Conversion code with string and then attempt to convert:用字符串转换代码,然后尝试转换:
with localconverter(ro.default_converter + pandas2ri.converter):
df['event_time'] = pd.to_datetime(df['event_time']).dt.strftime("%Y-%m-%d")
#### df["event_time"] = pd.to_datetime(df["event_time"]).dt.date
r_df = ro.conversion.py2rpy(df)
r_df = base.cbind(r_df, event_time = base.as_Date(r_df[r_df.names.index('event_time')], '%Y-%m-%d'))
Produces a dataframe with:产生一个 dataframe :
event_time: <class 'numpy.ndarray'>
array(['2019-10-11', '2020-01-01', '2019-11-15', '2020-03-05'], dtype='<U10')
But this line of code r_df = base.cbind(r_df, event_time = base.as_Date(r_df[r_df.names.index('event_time')], '%Y-%m-%d'))

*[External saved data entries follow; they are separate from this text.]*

Issue #106, opened 2022-02-16
Feature Request: Iterator for Graph Traversal


kylebeggs:
For some algorithms, it is needed to visit each node and perhaps do some work there and then move on, in other words iterate through them. I implemented this myself (although a rough approach) so I just wanted to open an issue and see if this would be a welcomed addition before I clean up my code and adhere to the contribution guidelines / style.

An example of a need for this is orienting normals on a surface, see [Surface Reconstruction from Unorganized Points](https://graphics.pixar.com/library/Reconstruction/paper.pdf) section 3.3.

gdalle:
Hy @kylebeggs! This is a great idea, and we had been talking about this for a while. There is some related code in https://github.com/JuliaGraphs/Graphs.jl/tree/master/src/Experimental/Traversals, but it is not yet operational. Do you maybe want to take a look and open a PR?

kylebeggs:
Hi @gdalle, yes I will take a look and use what is there already as building blocks. Will probably start working on this in a few weeks as I'm pretty busy right now. Adding to my to-do list.

kylebeggs:
See PR #163

PR #163, opened 2022-08-16
added iterators for dfs and bfs

kylebeggs:
Adds support to iterate through the nodes in a graph in a depth-first or breadth-first manner. (see #106 )


kylebeggs:
This is failing because of other parts of the code, not what is included in this PR. I'm still kinda new to this - what is the procedure when this happens?

simonschoelly:
> The checks are failing because of other parts of the code, not what is included in this PR. I'm still kinda new to this - what is the procedure when this happens?

From the error logs, it looks as if in your PR you used some names that where already used for something else:
```
WARNING: using Traversals.tree in module Main conflicts with an existing identifier.
``

**Comment by kylebeggs** [comment]
Ah, I see. I did use the same identifier as in the Experimental module, but since the goal here is to bring this functionality forefront can I delete what is in Experimental that conflicts?

**Comment by simonschoelly** [comment]
> Ah, I see. I fixed the issue. Tests still show one error but it seems to be in a completely different module

Indeed - apparently the tests are failing in Julia v1.8 -> I will need to investigate here

**Comment by simonschoelly** [comment]
@kylebeggs If you rebase/merge the lastest master in your branch, the tests should pass now.

**Review by etiennedeg — COMMENTED** [review]
Thanks a lot for your work on this, very appreciated.

File: src/traversals/iterators.jl [hunk 1]
```diff
@@ -0,0 +1,122 @@
...
+    source::Int
+end
+
+
+"""
+    mutable struct GraphIteratorState
+
+`GraphIteratorState` is a struct to hold the current state of iteration which is need for Julia's Base.iterate() function.
+"""
+mutable struct GraphIteratorState
```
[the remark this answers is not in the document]
kylebeggs: Sure, makes sense. I'll make the changes.

src/traversals/iterators.jl
```diff
@@ -0,0 +1,122 @@
...
+
+
+"""
+    Base.iterate(t::IteratorAlgorithm)
+
+First iteration to visit each node.
+"""
+function Base.iterate(t::IteratorAlgorithm)
+    visited = falses(nv(t.graph))
+    visited[t.source] = true
```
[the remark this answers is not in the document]
kylebeggs: No, we don't guarantee that. Good catch. I will think of how to fix this and please if you have any suggestions do say. Thanks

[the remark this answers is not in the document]
kylebeggs: For now, I used a Union type. I'm sure its not the best way to do it, but its 'safe'. I was also thinking to make another abstract type of iterator that would encompass all iterators you need to supply a single source node to start. Something like

```Julia
abstract type SingleSourceIterator <: IteratorAlgorithm end
struct BFSIterator <: SingleSourceIterator
    graph::AbstractGraph
    source::Int
end
```

The issue is I'm not too well versed in graphs. I just need to use DFS for one part of my own package and am still getting up to speed with graph algorithms, so I'm not sure what are appropriate names for these types.

src/traversals/iterators.jl
```diff
@@ -0,0 +1,130 @@
+"""
+    abstract type IteratorAlgorithm
+
+`IteratorAlgorithm` is an abstract type which specifies a particular algorithm to use when iterating through a graph.
+"""
+abstract type IteratorAlgorithm end
```
simonschoelly, line 6:
```suggestion
abstract type VertexIterator end
```
I think this makes it more clear, that we iterate over vertices.

kylebeggs: Agreed, I'll update and perhaps wait on thoughts on my reply above before making another commit to possible to include that as well. Like I said in the above reply, I'm not too well verse in graphs so this helps a lot. Thanks

simonschoelly: Also, we might parametrize the Iterator in the type of vertex that we return:
```julia
abstract type VertexIterator{T <: Integer} end
```

src/traversals/iterators.jl
```diff
@@ -0,0 +1,130 @@
...
+    source::Int
+end
+
+
+"""
+    abstract type AbstractGraphIteratorState
+
+`BasicGraphIteratorState` is an abstract type to hold the current state of iteration which is need for Julia's Base.iterate() function.
+"""
+abstract type AbstractGraphIteratorState end
```
simonschoelly, line 66: Is there any advantage of declaring an abstract type here, especially when we only have one subtype?

src/traversals/iterators.jl
```diff
@@ -0,0 +1,130 @@
...
+end
+
+
+"""
+    Base.iterate(t::DFSIterator, state::BasicGraphIteratorState)
+
+Iterator to visit each node in a depth-first manner.
+"""
+function Base.iterate(t::DFSIterator, state::BasicGraphIteratorState)
+    while !isempty(state.queue)
```
simonschoelly, line 99: If I understand this correctly, if the graph is is not connected (or only weakly connected in the directed case), we might not visit all vertices? Is that on purpose?

etiennedeg: It's a good catch but I think it make sense to only visit vertices reachable from the source, and we could have a separate Iterator (with no source) that would call a DFS Iterator on unexplored vertices until all vertices are explored.

src/traversals/iterators.jl
etiennedeg: Well, he applied my review. This leaves an API for Iterators that would store more information, for example current depth of the vertex, visited edges... I think there should be some work to define a clear API for all the types of iterators we would like to support.

kylebeggs: Yeah I think we need an API because I'd also like to implement some iterators for weighted graphs to do minimum spanning trees for instance. I don't know the algorithms for that, but I'd imagine that would require some more information to be stored in the state.

src/traversals/iterators.jl
kylebeggs: The assumption when doing DFS or BFS is you only explore connected vertices, at least that's my understanding (and personal use case)

src/traversals/iterators.jl
kylebeggs: Sure. I didn't realize there are other types of vertices.. can you point me to an example so I can read up

kylebeggs:
@simonschoelly @etiennedeg  I took a new approach to this taking into account some of the comments. Let me know what you think. I converted this PR to a draft to get some feedback before writing the appropriate tests.

src/iterators/bfs.jl
```diff
@@ -0,0 +1,104 @@
...
+5
+3
+1
+4
+5
+2
+```
+"""
+struct BFSIterator{S} <: VertexIterator
+    graph::AbstractGraph
```
thchr, line 36: The type of the graph should be concrete, i.e., change to:
```suggestion
struct BFSIterator{S, T<:AbstractGraph{S}} <: VertexIterator
    graph::T
```

kylebeggs:
@thchr thanks for the suggestion. @simonschoelly @etiennedeg I am opening this back up as I have made some changes. Please review and lets all work together to come up with something to get us started with iterators in this package.

Tortar:
This is very cool, one thing I want to suggest for the bfs part is that to apply the optimization I already applied here: https://github.com/JuliaGraphs/Graphs.jl/pull/250.

src/iterators/bfs.jl
```diff
@@ -0,0 +1,61 @@
+"""
+    BFSIterator
+
+`BFSIterator` is a subtype of [`VertexIterator`](@ref) to iterate through graph vertices using a breadth-first search. A source node(s) is optionally supplied as an `Int` or an array-like type that can be indexed if supplying multiple sources. If no source is provided, it defaults to the first vertex.
```
Tortar, line 4: Let me know if I'm wrong but the `BFSIterator` doesn't seem to allow multiple sources in the current form

src/iterators/bfs.jl
```diff
@@ -0,0 +1,61 @@
...
+
+"""
+    Base.iterate(t::BFSIterator)
+
+First iteration to visit each vertex in a graph using breadth-first search.
+"""
+function Base.iterate(t::BFSIterator)
+    visited = falses(nv(t.graph))
+    visited[t.source] = true
+    return (t.source, VertexIteratorState(visited, [t.source]))
```
Tortar, line 40: In particular this part doesn't seem to work with e.g. a vector of nodes

src/iterators/bfs.jl
kylebeggs: That is correct

kylebeggs:
@Tortar Thanks for the comments. Unfortunately, I don't have time to apply your suggestions right now. Please, make the changes if you are able to. Hopefully one day we can merge this.

Tortar:
@kylebeggs I'm willing to go on with this, I think we have two options: you can list me as a collaborator of your fork so that I can update this branch, otherwise I will need to superseed this pr. I would prefer the first option so that you appear as the main author

kylebeggs:
@Tortar sounds great! I'll add you as a collaborator..

gdalle:
@kylebeggs if we give up on multiple sources for now and focus on a single source, is this in a reviewable / mergeable state?

Tortar:
Hi @gdalle working on extending to multiple sources at the moment, shouldn't be too hard, sorry for the delay, but I forgot about this

Tortar:
okay, now multi source versions for bfs and dfs should work, I don't know the Kruskal algorithm so I didn't update it. Also, tests are failing because of jet complaining about the kruskal implementation

Tortar:
my idea would be to put that algorithm in a separate PR and finish the work for the simpler cases of bfs and dfs, what do you think?

gdalle:
I agree, let's do BFS and DFS first, they're much more widely used

Tortar:
Or if someone could help with that it would be even better

Tortar:
I removed the Kruskal implementation, if you can @kylebeggs I think you should open the new PR though since you made it

kylebeggs:
@Tortar I'm sorry, I'm confused. Why do we need to make a new PR? This one reflects the removal of Kruskal?

Tortar:
I removed it from here so that we can finish the work for bfs/dfs, so maybe not to forgot about the kruskal implementation here: https://github.com/JuliaGraphs/Graphs.jl/pull/163/commits/72c6840dfd75cedc1d1a3286986bd19f3e522b48 you can open up a new pr

Tortar:
anyway @gdalle it should be ready for review!

kylebeggs:
@Tortar I see. You have done a lot here, please feel free to make that PR.

gdalle:
Thank you for the PR! I cleaned up the code a little bit and ensured type stability in the structs

src/iterators/bfs.jl
gdalle: Now it does

src/iterators/bfs.jl
```diff
@@ -0,0 +1,95 @@
...
+
+"""
+    BFSVertexIteratorState
+
+`BFSVertexIteratorState` is a struct to hold the current state of iteration
+in BFS which is needed for the `Base.iterate()` function.
+"""
+mutable struct BFSVertexIteratorState
+    visited::BitVector
+    queue::Vector{Int}
```
gdalle, line 34: Something from https://github.com/JuliaCollections/DataStructures.jl might be more appropriate

src/iterators/dfs.jl
```diff
@@ -0,0 +1,83 @@
...
+
+"""
+    DFSVertexIteratorState
+
+`DFSVertexIteratorState` is a struct to hold the current state of iteration
+in DFS which is needed for the `Base.iterate()` function.
+"""
+mutable struct DFSVertexIteratorState
+    visited::BitVector
+    queue::Vector{Int}
```
gdalle, line 34: Something from https://github.com/JuliaCollections/DataStructures.jl might be more appropriate

src/iterators/bfs.jl
```diff
@@ -0,0 +1,95 @@
...
+    source::S
+end
+
+"""
+    BFSVertexIteratorState
+
+`BFSVertexIteratorState` is a struct to hold the current state of iteration
+in BFS which is needed for the `Base.iterate()` function.
+"""
+mutable struct BFSVertexIteratorState
```
gdalle, line 32: Can you describe the fields of the struct in the docstring?

src/iterators/dfs.jl
```diff
@@ -0,0 +1,83 @@
...
+    source::S
+end
+
+"""
+    DFSVertexIteratorState
+
+`DFSVertexIteratorState` is a struct to hold the current state of iteration
+in DFS which is needed for the `Base.iterate()` function.
+"""
+mutable struct DFSVertexIteratorState
```
gdalle, line 32: Can you describe the fields of the struct in the docstring?

src/iterators/bfs.jl
```diff
@@ -0,0 +1,95 @@
...
+    state = BFSVertexIteratorState(visited, copy(t.source), 1, 1)
+    return (first(t.source), state)
+end
+
+"""
+    Base.iterate(t::BFSIterator, state::VertexIteratorState)
+
+Iterator to visit each vertex in a graph using breadth-first search.
+"""
+function Base.iterate(t::BFSIterator, state::BFSVertexIteratorState)
```
gdalle, line 67: Can you add some comments in this function to explain the steps and help with reviewing?

src/iterators/dfs.jl
```diff
@@ -0,0 +1,83 @@
...
+    state = DFSVertexIteratorState(visited, source_rev)
+    return (last(source_rev), state)
+end
+
+"""
+    Base.iterate(t::DFSIterator, state::VertexIteratorState)
+
+Iterator to visit each vertex in a graph using depth-first search.
+"""
+function Base.iterate(t::DFSIterator, state::DFSVertexIteratorState)
```
gdalle, line 66: Can you add some comments in this function to explain the steps and help with reviewing?

src/iterators/bfs.jl
```diff
@@ -0,0 +1,95 @@
...
+mutable struct BFSVertexIteratorState
+    visited::BitVector
+    queue::Vector{Int}
+    neighbor_idx::Int
+    n_visited::Int
+end
+
+BFSIterator(g::AbstractGraph) = BFSIterator(g, first(vertices(g)))
+
+Base.length(t::BFSIterator) = nv(t.graph)
```
gdalle, line 41: I added a known length but on second thought it may not work for unconnected graphs. In which case the termination criteria in the iteration also need to change

src/iterators/dfs.jl
```diff
@@ -0,0 +1,83 @@
...
+in DFS which is needed for the `Base.iterate()` function.
+"""
+mutable struct DFSVertexIteratorState
+    visited::BitVector
+    queue::Vector{Int}
+end
+
+DFSIterator(g::AbstractGraph) = DFSIterator(g, first(vertices(g)))
+
+Base.length(t::DFSIterator) = nv(t.graph)
```
gdalle, line 39: I added a known length but on second thought it may not work for unconnected graphs. In which case the termination criteria in the iteration also need to change

test/iterators/dfs.jl
```diff
@@ -0,0 +1,44 @@
+@testset "DFSIterator" begin
```
gdalle, line 1: It would be good to test edge cases: empty graph, graph with 2 connected components

test/iterators/bfs.jl
```diff
@@ -0,0 +1,44 @@
+@testset "BFSIterator" begin
```
gdalle, line 1: It would be good to test edge cases: empty graph, graph with 2 connected components

gdalle (changes requested):

src/iterators/bfs.jl
Tortar: I don't think so, removing from the start and the end is O(1) in a Vector if I'm not mistaken

src/iterators/dfs.jl
Tortar: same

src/iterators/bfs.jl
Tortar: yes, we need to assume an unknown length in all cases I guess

src/iterators/dfs.jl
Tortar: same as before

test/iterators/dfs.jl
Tortar: graph with 2 connected component is already tested

Tortar: but adding an empty graph seems good

Tortar:
Thanks @gdalle for the help! But tests are now failing somehow

test/iterators/bfs.jl
Tortar: same

src/iterators/bfs.jl
gdalle: I'm assuming the devil is in the constants, otherwise we wouldn't need stacks and queues

src/iterators/bfs.jl
```diff
@@ -0,0 +1,95 @@
...
+
+"""
+    Base.iterate(t::BFSIterator, state::VertexIteratorState)
+
+Iterator to visit each vertex in a graph using breadth-first search.
+"""
+function Base.iterate(t::BFSIterator, state::BFSVertexIteratorState)
+    graph, visited, queue = t.graph, state.visited, state.queue
+    while !isempty(queue)
+        if state.n_visited == nv(graph)
```
gdalle, line 70: @Tortar this is the termination criterion that is wrong for unconnected graphs

Tortar: mmh, why is it wrong for unconnected graphs? this terminates the iterator only if all the nodes have been visited, it is more of an optimization for connected graph than anything else

src/iterators/bfs.jl
Tortar: will look for it, but I still bet on Vectors :D

src/iterators/bfs.jl
gdalle: yeah you're right sorry

src/iterators/bfs.jl
gdalle: a fair assumption ^^

Tortar: checked...I lost the bet :D

gdalle: woops ^^

gdalle:
tests are fixed now

kylebeggs:
Great to see so much progress on this @Tortar @gdalle. What else is needed to get this merged? There has been a lot of activity, so it is a little difficult to see what exactly is left to do?

gdalle:
Essentially address my unresolved comments in the review: adding more tests and some comments / docstrings describing the logic to make reviewing easier

src/iterators/bfs.jl
Tortar: actually I checked before only on some micro-benchmarks but then I tried in the specific case on a simple graph and I actually saw a regression of 40% so in the end I think we can keep Vectors for now

test/iterators/dfs.jl
Tortar: added it

src/iterators/bfs.jl
Tortar: I tried but maybe it can be improved

Tortar:
I tried to address all review comments by @gdalle, probably docstrings can be improved but hopefully the rest should be okay

src/iterators/bfs.jl
gdalle: since this feature does not exist yet, it's better to have it sooner than to have a fully optimized version maybe never

gdalle: so let's do it this way and we can improve later if necessary

gdalle (approved):
Thank you for the contribution!
There are things we could improve, like using the `eltype` of the graph instead of `Int` or testing on directed graphs, but this has been cooking for far too long and it is a needed feature.

kylebeggs:
Huge thanks to @Tortar !!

errors with:但是这行代码r_df = base.cbind(r_df, event_time = base.as_Date(r_df[r_df.names.index('event_time')], '%Y-%m-%d'))
错误:
AttributeError: 'numpy.ndarray' object has no attribute 'index' AttributeError: 'numpy.ndarray' object 没有属性 'index'
Using this code produces:使用此代码会产生:
with localconverter(ro.default_converter + pandas2ri.converter):
df['event_time'] = pd.to_datetime(df['event_time']).dt.strftime("%Y-%m-%d")
#### df["event_time"] = pd.to_datetime(df["event_time"]).dt.date
r_df = ro.conversion.py2rpy(df)
r_df = base.cbind(r_df, event_time = base.as_Date(r_df[r_df.rx2('event_time')], '%Y-%m-%d'))
Error:错误:
Conversion 'py2rpy' not defined for objects of type '<class 'numpy.ndarray'>'未为“<class 'numpy.ndarray'>”类型的对象定义转换“py2rpy”

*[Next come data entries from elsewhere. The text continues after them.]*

PR #164, opened 2022-08-19
Fix loadgraph for Julia v1.8

simonschoelly:
This is a temporary workaround for a bug that only appears from Julia v1.8 on.

See: https://github.com/GunnarFarneback/Inflate.jl/issues/10


GunnarFarneback:
This looks fine for a workaround.

GunnarFarneback:
Probably better to just await https://github.com/GunnarFarneback/Inflate.jl/pull/11.

simonschoelly:
Closed in favor of #166

PR #166, opened 2022-08-20
Bump Inflate dependency to include a bugfix for Julia 1.8.

GunnarFarneback:
Use upstream bugfix instead of the #164 workaround.


simonschoelly (approved):

simonschoelly:
Great, thanks for the quick fix. I am not around today, so if you would have time, could you also trigger a new release?

GunnarFarneback:
It seems unlikely that I would have any powers to trigger a release.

So how do I get a date from a python dataframe into a date in r with rpy2?那么如何使用 rpy2 从 python dataframe 中获取日期到 r 中的日期? I need it in a date format because I will be doing date calculations later on and strings will not work.我需要日期格式,因为稍后我将进行日期计算,而字符串将不起作用。
Versions:版本:
pandas==1.0.1熊猫==1.0.1
rpy2~=3.3.5 rpy2~=3.3.5
Your problem has nothing to do with rpy2, you are just parsing dates incorrectly in pandas.您的问题与 rpy2 无关,您只是在 pandas 中错误地解析日期。 See:看:
from pandas import DataFrame, to_datetime
df = DataFrame(dict(event_time=['2019-10-11', '2020-01-01']))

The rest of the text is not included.